■ Problem to work on
Your task is to give the number of lines in the listing that include "indicator", and nothing else.

■ Available data
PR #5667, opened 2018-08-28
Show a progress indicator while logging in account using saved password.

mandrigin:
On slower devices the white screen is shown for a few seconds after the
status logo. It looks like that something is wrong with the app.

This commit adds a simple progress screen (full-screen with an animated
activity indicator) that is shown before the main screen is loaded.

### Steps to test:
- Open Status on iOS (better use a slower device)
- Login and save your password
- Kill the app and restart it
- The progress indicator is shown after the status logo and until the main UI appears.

■ Exercise output
3